# Breeder on Long Island



## C-Dubs

So, I found a breeder here on Long Island and we spoke on the phone about my family getting an ALL black Male GSD. They currently have an all black couple pregnant with pups. This news excited the whole family. My question is has anyone ever had any experience with this breeder? All Island German Shepherds. All Island German Shepherd K-9 Services

The woman my wife spoke to was incredibly nice and said we can come anytime to check out all of their dogs. she also said the hips were guaranteed, and the dogs are all straight back GSD's (not sure what this means, havent came across it in my research so far) Our pups father is Cylex, and mother is Jezebel... Both of these dogs can be seen in the "our dogs" section of this webpage... Under each dog is his/her crudentials. Can some one explain to me what some of this means.
"
Name: Cylex Vom Banholz
DOB: 05/29/03. 
Title: KKL2 - SchH III 
HD a-normal (a1) 
Sire: Dasty Von Der Berger Hochburg 
Dam: Vhicky 
VDH Kampioenschap 2006
Holland Import 
SCH III TITLED 

Any info or experience with this breeder please share with me as we are trying to avoid any issues. We have a lot of love to give to this dog and just want the absolute best in return. I have done my research but i am new to the gsd community and would love to hear some success stories with this breeder to reassure me.... 

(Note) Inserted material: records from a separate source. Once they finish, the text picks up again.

PR #558, opened 2026-07-26
Trim TurboQuant tests

LxYuan0420:
This PR is:

- To remove the embedded TurboQuant manual benchmark and serve harness from the pytest file.
- To keep the real TurboQuant unit and kernel-contract tests.
- To make the remaining test data deterministic and easier to review.
- To avoid keeping benchmark-style code inside the normal test suite.

Note:

The deleted harness was not production runtime code and did not belong in `tests/test_turboquant.py`. If we want live benchmark coverage later, it should live under `tools/`, not inside the pytest suite.


WindChimeRan (approved):
Verified all low value test deletion. 

Thanks for the cleanup!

Thank you so much for reading my long post and thank you for any responses positive or negative.


Chris


----------



## Cassidy's Mom

I've never heard of them, but this is interesting:



> MY dogs are going to get very big! My females are 98 to 120 lbs. My males get bigger. These dogs are NOT scrawny.


By "scrawny", I assume they mean GSDs bred to the standard? Females should NOT be 98 - 120 pounds, and neither should males, for that matter. The breed standard for a female goes up to about 70-1/2 pounds, and for a male up to about 88 pounds.


----------



## JakodaCD OA

if you want more info on the dam "jezebel",,I suggest you talk to wanda (kleinenhain here on the board),,she has a kiokee female at her place right now for training,,she can probably give you some insite on the female ..


----------



## C-Dubs

Cassidy's Mom said:


> I've never heard of them, but this is interesting:
> 
> 
> 
> By "scrawny", I assume they mean GSDs bred to the standard? Females should NOT be 98 - 120 pounds, and neither should males, for that matter. The breed standard for a female goes up to about 70-1/2 pounds, and for a male up to about 88 pounds.


 
I thought it seemed weird too, but then when you look at the videos and pictures on the sight its obvious these gsd's are of big size but nothing that big.


----------



## Lucy Dog

Another breeder breeding outside of the standard. Nothing new and not someone i'd buy from.


----------



## chocolat

I think this one depends on how much you are paying, what you want out of a dog and how you like the looks of the dogs.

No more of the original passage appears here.